» **Instructions for the task**
Extract the final stretch of the data: the line that contains "governor: Add manual token entries" and every line after it, unaltered, and no other lines.

» **Stored items**

PR #4574, opened 2025-11-05
governor: Add manual token entries

johnsaigle:


djb15 (approved):
Looks kinda scammy but sure 😄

» **Answer to the problem**
governor: Add manual token entries

johnsaigle:


djb15 (approved):
Looks kinda scammy but sure 😄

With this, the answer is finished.